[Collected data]
-- Opening Marker --
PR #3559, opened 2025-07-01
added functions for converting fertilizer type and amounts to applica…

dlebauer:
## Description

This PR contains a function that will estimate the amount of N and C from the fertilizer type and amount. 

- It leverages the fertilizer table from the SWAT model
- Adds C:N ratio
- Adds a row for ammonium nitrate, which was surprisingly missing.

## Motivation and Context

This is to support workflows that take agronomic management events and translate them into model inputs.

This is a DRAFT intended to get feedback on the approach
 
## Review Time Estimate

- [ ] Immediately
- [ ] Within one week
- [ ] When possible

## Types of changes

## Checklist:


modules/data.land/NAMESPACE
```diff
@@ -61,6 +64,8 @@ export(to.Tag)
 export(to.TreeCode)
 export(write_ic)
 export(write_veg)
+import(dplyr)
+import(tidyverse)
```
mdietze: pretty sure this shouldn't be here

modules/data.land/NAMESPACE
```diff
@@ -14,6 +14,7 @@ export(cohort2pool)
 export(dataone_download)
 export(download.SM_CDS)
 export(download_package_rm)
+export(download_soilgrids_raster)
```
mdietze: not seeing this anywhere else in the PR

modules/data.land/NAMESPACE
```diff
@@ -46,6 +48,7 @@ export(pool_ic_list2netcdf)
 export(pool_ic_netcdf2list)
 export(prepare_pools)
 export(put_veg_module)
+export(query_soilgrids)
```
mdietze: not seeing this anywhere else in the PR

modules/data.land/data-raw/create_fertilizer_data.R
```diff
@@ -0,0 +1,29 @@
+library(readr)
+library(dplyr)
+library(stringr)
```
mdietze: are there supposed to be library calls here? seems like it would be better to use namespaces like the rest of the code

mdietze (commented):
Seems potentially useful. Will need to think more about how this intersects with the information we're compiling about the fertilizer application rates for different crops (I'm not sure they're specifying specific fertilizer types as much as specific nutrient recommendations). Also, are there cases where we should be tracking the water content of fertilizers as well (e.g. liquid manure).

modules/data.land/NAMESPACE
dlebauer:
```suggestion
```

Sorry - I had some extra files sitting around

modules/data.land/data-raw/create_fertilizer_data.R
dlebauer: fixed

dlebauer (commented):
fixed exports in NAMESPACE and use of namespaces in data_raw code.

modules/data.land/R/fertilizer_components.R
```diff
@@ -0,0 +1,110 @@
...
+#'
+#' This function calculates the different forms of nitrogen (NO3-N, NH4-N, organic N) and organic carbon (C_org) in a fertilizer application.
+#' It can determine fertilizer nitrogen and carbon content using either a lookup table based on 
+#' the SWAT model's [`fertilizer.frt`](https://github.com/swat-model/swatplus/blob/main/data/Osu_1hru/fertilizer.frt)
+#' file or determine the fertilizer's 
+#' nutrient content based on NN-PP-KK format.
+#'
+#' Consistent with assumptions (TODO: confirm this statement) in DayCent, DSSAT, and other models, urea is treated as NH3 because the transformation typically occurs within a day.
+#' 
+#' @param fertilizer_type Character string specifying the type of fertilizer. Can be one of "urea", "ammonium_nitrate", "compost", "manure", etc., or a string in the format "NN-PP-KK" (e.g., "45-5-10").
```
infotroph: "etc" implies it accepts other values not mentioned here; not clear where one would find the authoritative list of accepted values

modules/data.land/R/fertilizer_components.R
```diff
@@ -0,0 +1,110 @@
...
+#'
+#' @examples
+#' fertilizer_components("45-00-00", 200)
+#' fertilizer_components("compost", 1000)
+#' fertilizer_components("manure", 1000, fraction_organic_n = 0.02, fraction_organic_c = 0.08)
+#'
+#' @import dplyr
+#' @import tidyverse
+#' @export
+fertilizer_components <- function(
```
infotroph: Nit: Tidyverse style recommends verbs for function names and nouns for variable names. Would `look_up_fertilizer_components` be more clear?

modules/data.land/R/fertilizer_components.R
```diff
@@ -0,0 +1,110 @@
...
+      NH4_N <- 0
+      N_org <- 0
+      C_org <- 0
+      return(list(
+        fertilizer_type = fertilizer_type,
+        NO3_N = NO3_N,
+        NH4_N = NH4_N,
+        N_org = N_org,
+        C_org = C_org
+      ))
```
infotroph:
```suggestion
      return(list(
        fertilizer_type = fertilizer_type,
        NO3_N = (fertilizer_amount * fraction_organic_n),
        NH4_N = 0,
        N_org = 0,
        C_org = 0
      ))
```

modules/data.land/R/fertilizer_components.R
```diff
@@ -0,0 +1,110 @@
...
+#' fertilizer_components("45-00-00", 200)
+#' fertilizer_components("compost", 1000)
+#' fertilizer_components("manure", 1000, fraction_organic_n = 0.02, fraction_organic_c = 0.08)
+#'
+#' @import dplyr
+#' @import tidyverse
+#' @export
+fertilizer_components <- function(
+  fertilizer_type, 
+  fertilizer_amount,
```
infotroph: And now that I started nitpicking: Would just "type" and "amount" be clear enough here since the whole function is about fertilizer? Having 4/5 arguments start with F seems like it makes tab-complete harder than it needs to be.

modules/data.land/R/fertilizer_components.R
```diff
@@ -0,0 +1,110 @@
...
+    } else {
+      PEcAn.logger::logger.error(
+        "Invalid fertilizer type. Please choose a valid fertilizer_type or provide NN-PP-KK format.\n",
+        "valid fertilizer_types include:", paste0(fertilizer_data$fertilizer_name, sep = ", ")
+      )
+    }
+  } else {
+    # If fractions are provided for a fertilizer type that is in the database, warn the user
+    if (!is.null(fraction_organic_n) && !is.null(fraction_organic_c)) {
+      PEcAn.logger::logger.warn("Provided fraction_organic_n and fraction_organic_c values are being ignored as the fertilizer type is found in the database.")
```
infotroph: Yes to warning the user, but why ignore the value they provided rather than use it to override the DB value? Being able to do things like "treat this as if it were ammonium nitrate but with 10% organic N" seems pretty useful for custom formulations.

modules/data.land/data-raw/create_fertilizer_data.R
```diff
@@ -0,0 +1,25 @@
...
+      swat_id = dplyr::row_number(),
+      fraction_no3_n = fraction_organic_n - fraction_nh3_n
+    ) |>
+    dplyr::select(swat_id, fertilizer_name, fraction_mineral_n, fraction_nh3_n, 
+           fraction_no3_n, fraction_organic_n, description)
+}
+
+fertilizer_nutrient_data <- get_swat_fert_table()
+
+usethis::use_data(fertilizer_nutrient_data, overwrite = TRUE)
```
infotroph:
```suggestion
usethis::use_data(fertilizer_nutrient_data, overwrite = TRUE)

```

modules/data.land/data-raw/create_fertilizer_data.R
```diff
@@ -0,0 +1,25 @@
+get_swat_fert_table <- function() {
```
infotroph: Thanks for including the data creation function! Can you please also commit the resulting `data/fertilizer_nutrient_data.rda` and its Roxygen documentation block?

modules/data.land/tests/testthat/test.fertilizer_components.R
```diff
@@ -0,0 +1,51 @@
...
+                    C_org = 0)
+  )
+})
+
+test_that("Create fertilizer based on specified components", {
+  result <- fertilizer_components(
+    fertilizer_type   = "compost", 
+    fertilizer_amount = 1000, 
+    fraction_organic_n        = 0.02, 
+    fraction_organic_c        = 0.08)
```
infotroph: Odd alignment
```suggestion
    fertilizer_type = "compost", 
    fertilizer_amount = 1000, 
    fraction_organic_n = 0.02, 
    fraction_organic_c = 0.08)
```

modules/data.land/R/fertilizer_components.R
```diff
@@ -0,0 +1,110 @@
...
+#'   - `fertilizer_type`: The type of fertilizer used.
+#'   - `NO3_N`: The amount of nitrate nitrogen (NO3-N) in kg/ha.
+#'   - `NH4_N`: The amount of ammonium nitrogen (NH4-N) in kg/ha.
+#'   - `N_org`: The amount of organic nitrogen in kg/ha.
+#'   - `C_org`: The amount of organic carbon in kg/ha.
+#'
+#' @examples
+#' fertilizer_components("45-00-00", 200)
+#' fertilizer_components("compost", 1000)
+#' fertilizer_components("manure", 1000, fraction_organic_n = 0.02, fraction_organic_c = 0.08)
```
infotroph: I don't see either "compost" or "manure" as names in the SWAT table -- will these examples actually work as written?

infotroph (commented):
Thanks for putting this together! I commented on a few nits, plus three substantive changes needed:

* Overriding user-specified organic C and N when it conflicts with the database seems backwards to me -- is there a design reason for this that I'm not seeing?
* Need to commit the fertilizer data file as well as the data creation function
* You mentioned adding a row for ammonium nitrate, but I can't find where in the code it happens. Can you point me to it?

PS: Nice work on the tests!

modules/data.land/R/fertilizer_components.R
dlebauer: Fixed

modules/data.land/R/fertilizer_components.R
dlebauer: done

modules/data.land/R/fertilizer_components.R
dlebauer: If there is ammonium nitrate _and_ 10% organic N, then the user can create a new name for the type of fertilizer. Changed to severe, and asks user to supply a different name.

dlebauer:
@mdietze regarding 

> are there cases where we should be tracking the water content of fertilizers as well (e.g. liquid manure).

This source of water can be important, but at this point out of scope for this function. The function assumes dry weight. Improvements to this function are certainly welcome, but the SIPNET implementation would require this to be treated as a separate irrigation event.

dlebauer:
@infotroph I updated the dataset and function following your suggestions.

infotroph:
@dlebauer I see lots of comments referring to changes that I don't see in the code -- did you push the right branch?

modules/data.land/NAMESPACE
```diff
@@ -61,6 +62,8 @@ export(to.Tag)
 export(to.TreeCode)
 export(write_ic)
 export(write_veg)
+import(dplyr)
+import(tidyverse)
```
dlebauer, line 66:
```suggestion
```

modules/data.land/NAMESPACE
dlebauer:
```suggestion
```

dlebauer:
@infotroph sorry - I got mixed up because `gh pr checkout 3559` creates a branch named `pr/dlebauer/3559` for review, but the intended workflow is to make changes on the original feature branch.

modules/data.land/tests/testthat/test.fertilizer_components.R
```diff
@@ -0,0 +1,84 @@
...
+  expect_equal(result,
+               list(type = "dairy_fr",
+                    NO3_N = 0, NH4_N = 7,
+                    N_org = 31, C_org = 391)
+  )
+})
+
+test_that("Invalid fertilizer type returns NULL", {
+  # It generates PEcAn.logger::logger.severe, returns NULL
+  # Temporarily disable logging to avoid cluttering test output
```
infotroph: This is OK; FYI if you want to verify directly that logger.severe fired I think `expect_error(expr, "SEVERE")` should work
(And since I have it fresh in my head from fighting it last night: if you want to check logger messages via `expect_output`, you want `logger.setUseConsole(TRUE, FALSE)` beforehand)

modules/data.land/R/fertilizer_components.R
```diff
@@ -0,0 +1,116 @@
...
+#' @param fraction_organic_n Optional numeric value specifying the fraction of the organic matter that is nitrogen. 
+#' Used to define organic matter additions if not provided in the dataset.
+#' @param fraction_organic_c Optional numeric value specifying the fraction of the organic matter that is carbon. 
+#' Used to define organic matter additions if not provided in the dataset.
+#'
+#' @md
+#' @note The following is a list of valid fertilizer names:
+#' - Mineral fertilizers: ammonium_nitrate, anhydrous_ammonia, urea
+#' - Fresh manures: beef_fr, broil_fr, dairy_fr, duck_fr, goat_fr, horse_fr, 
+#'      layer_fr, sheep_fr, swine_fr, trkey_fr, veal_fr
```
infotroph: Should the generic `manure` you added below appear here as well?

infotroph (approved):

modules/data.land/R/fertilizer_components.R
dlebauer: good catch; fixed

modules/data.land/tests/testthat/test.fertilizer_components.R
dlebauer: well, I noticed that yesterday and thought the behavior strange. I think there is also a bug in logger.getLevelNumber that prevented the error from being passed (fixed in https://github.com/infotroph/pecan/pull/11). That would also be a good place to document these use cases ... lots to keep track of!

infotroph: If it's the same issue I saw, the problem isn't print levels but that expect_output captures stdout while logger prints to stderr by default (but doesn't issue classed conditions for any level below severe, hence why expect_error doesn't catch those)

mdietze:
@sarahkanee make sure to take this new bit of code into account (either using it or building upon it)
-- Closing Marker --
-- Opening Marker --
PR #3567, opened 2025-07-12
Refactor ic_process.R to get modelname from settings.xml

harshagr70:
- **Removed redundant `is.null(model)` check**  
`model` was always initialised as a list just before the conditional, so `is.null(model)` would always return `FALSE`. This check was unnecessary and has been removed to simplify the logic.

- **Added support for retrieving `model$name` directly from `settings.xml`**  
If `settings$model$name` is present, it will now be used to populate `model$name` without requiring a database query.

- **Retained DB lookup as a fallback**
-- Closing Marker --
Exercise aim: Lines containing the word "usethis" are to be located in the entries and copied.

Exercise answer:
+usethis::use_data(fertilizer_nutrient_data, overwrite = TRUE)
usethis::use_data(fertilizer_nutrient_data, overwrite = TRUE)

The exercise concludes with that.